[Records from a collection]
[Start of Attachment]

PR #16, opened 2015-04-29
Do not activate venv if already in a venv

robyoung:


TheDoubleK:
I already did this in my branch, but doesn't hurt to get it in as its own thing.

PR #17, opened 2015-04-30
Forgotten password emails

TheDoubleK:
This fleshes out the "forgotten password" route - it now sends emails and updates passwords for real. See this story: https://www.pivotaltracker.com/story/show/92213710
Also: https://www.pivotaltracker.com/story/show/92215856
Also: https://www.pivotaltracker.com/story/show/92216072
Also: https://www.pivotaltracker.com/story/show/92215834
Also: https://www.pivotaltracker.com/story/show/92213688
Also: https://www.pivotaltracker.com/story/show/92213724

You will need a Mandrill key if you want to see it send real emails (see me if you want it). The app fails quietly if you don't have a valid API key set (it logs a Mandrill error but doesn't break the app), and you can still test the whole flow without the risk of emailing people you didn't mean to as follows:
* start up the data API locally (hopefully you have some users in your database already, otherwise run the import_users script)
* start the app
* visit http://localhost:5003/suppliers/login and hit "forgotten password"
* type in an email address (preferably one that that exists in your local users table - you can try out different behaviour for supplier vs buyer accounts) and hit the button
* check your app logging for a line that starts "Generated reset URL:" - here you can find the URL that would have been sent in an email if you had a valid Mandrill key set.
* Paste the full URL into your browser (this is like clicking the link in the email that would have been sent)
* Reset the password for the account
* Log in to the app using the email address and new password. (Or not if you used a buyer account.)


robyoung:
Could we add the mandril key to the credentials repository?

TheDoubleK:
I asked this in Slack the other day - I'm not sure if Credentials might be too public?

app/main/helpers/email.py
```diff
@@ -0,0 +1,63 @@
...
+
+with open("./email_templates/forgotten_password_email.html", "r") as f:
+    forgot_password_email_body = f.read()
+
+
+def send_password_email(user_id, email_address):
+    try:
+        mandrill_client = mandrill.Mandrill(main.config['MANDRILL_API_KEY'])
+        url = generate_reset_url(user_id, email_address)
+        body = forgot_password_email_body.format(url)
```
robyoung: This feels like it should be using Flask's template rendering. http://flask.pocoo.org/docs/0.10/quickstart/#rendering-templates

TheDoubleK: I did think about this, but it didn't feel to me like the email template belonged in the same place as our page templates so I deliberately didn't bundle it in with the page templates.

app/main/helpers/email.py
```diff
@@ -0,0 +1,63 @@
...
+                           'type': 'to'}],
+                   'important': False,
+                   'track_opens': None,
+                   'track_clicks': None,
+                   'auto_text': True,
+                   'tags': ['password-resets'],
+                   'headers': {'Reply-To': main.config['FORGOT_PASSWORD_EMAIL_FROM']},  # noqa
+                   'recipient_metadata': [
+                       {'rcpt': email_address,
+                        'values': {'user_id': 123456}}]
```
robyoung: What's this number? Should it be configurable?

app/main/helpers/email.py
```diff
@@ -0,0 +1,63 @@
...
+        }
+        result = mandrill_client.messages.send(message=message, async=False,
+                                               ip_pool='Main Pool')
+        '''
+        [{'_id': 'abc123abc123abc123abc123abc123',
+          'email': 'recipient.email@example.com',
+          'reject_reason': 'hard-bounce',
+          'status': 'sent'}]
+        '''
```
robyoung: What does this string relate to?

app/main/helpers/email.py
robyoung: I think putting them in a separate subdirectory would be separate enough. If we want to keep them completely separate we could use Jinja2 directly. I think using the same templating language throughout makes template authoring simpler.

app/main/helpers/email.py
TheDoubleK: It's an example of a result from the mandrill client.  We probably don't need it in there.

app/main/helpers/email.py
TheDoubleK: Good spot - this was a placeholder, I meant to replace it with user id from the API, although I'm not sure we need it all really.

app/main/helpers/email.py
TheDoubleK: OK I'll have a play and see how it looks.

TheDoubleK: Rendering Flask templates creates an HTTP response, but all we need here is a string to pass in to the Mandrill client.

TheDoubleK:
Latest version uses Flask template rendering and inserts user_id where it should have been before.

app/main/helpers/email.py
```diff
@@ -0,0 +1,51 @@
...
+        # Mandrill errors are thrown as exceptions
+        current_app.logger.error("A mandrill error occurred: %s", e)
+        return
+    current_app.logger.info("Sent password email: %s", result)
+
+
+def generate_reset_url(user_id, email_address):
+    encoded_string = str(user_id) + " " + email_address
+    ts = URLSafeTimedSerializer(main.config["SECRET_KEY"])
+    token = ts.dumps(encoded_string, salt=main.config["SECRET_SALT"])
```
allait: According to http://pythonhosted.org/itsdangerous/#the-salt salt acts more like a namespace than a hash secret. It should make it impossible to reuse the "reset password" code for other purposes (in case the encoded data is the same), so I think we should rename `SECRET_SALT` into e.g. `RESET_PASSWORD_SALT`

app/main/helpers/email.py
```diff
@@ -0,0 +1,51 @@
...
+                                               ip_pool='Main Pool')
+    except mandrill.Error as e:
+        # Mandrill errors are thrown as exceptions
+        current_app.logger.error("A mandrill error occurred: %s", e)
+        return
+    current_app.logger.info("Sent password email: %s", result)
+
+
+def generate_reset_url(user_id, email_address):
+    encoded_string = str(user_id) + " " + email_address
```
allait: I think `itsdangerous` can work with lists/dictionaries too, so we should be able to do `.dumps({"user": user_id, "email": email})`

app/main/login.py
```diff
@@ -60,24 +63,66 @@ def forgotten_password():
...
+        return Response("Error: %s" % str(e), 500)
+
+
+@main.route('/change-password/<token>', methods=["GET"])
+def change_password(token):
+    try:
+        decoded = email.decode_email(token)
+        user_id = decoded.split()[0]
+        email_address = decoded.split()[1]
+    except Exception as e:
```
allait: Should catch the specific exception we're interested in

app/main/login.py
```diff
@@ -60,24 +63,66 @@ def forgotten_password():
...
+            current_app.logger.info(
+                "Password reset request for invalid supplier email address %s",
+                email_address
+            )
+            # TODO: Add to count in "forgotten password - invalid" metric
+
+        flash('If that Digital Marketplace supplier account exists, you will '
+              'be sent an email containing a link to reset your password.')
+        return redirect(url_for('.forgotten_password'))
+    except Exception as e:
```
allait: Why do we need this? Flask will catch any uncaught exceptions for us and we'll end up with the same 500.
And I think the 500 response page is coming from EB apache right now anyway.

TheDoubleK: Good point - I'll drop the try-catch

app/main/helpers/email.py
TheDoubleK: Nice - yes it does.

scripts/run_app.sh
```diff
@@ -9,6 +9,9 @@ fi
 export DM_SUPPLIER_FRONTEND_API_AUTH_TOKEN=${DM_SUPPLIER_FRONTEND_API_AUTH_TOKEN:=myToken}
 export DM_API_URL=${DM_API_URL:=http://localhost:5000}
 export DM_API_AUTH_TOKEN=${DM_API_AUTH_TOKEN:=myToken}
+export DM_MANDRILL_API_KEY=${DM_MANDRILL_API_KEY:=not_a_real_key}
```
allait: Do we need to add the new env vars to the digitalmarketplace-aws stacks.yml before merging this or will this still work without them?

scripts/run_app.sh
```diff
@@ -9,6 +9,9 @@ fi
...
+export DM_PASSWORD_SECRET_KEY=${DM_PASSWORD_SECRET_KEY:=verySecretKey}
+export DM_DM_SECRET_SALT=${DM_SECRET_SALT:=itsSalty}
```
allait: DM_DM_ is probably a typo

TheDoubleK: Yep - think this is fixed already.

scripts/run_app.sh
TheDoubleK: I'll do that - hold off merging for now, just to be sure.

app/main/login.py
```diff
@@ -60,24 +64,69 @@ def forgotten_password():
...
+        email_address = decoded["email"]
+    except SignatureExpired:
+        current_app.logger.info("Password reset attempt with expired token.")
+        flash('The token supplied has expired. Password reset links are only'
+              ' valid for 24 hours. You can generate a new one using the form'
+              ' below.', 'error')
+        return redirect(url_for('.forgotten_password'))
+    except BadSignature as e:
+        current_app.logger.info("Error changing password: %s", e)
+        flash('The token supplied was invalid. You can generate a new one'
```
minglis: Not sure about having flash messages hard coded in python code. Do we need a messages file or some other model?

TheDoubleK:
Pull-request in for adding the environment variables - this should merge before this one:
https://github.com/alphagov/digitalmarketplace-aws/pull/73

app/main/login.py
TheDoubleK: OK I'll have a look at a neat way to do this. I guess config vars is equally ugly.

TheDoubleK:
Fingers crossed for Travis... this should be good to go now.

[End of Attachment]

- Task to complete -
Could you retype exactly the lines above, starting at the line that contains "Also: https://www.pivotaltracker.com/story/show/92215856" and ending at the line that contains "Also: https://www.pivotaltracker.com/story/show/92213724", and nothing more?

- Response for this exercise -
Also: https://www.pivotaltracker.com/story/show/92215856
Also: https://www.pivotaltracker.com/story/show/92216072
Also: https://www.pivotaltracker.com/story/show/92215834
Also: https://www.pivotaltracker.com/story/show/92213688
Also: https://www.pivotaltracker.com/story/show/92213724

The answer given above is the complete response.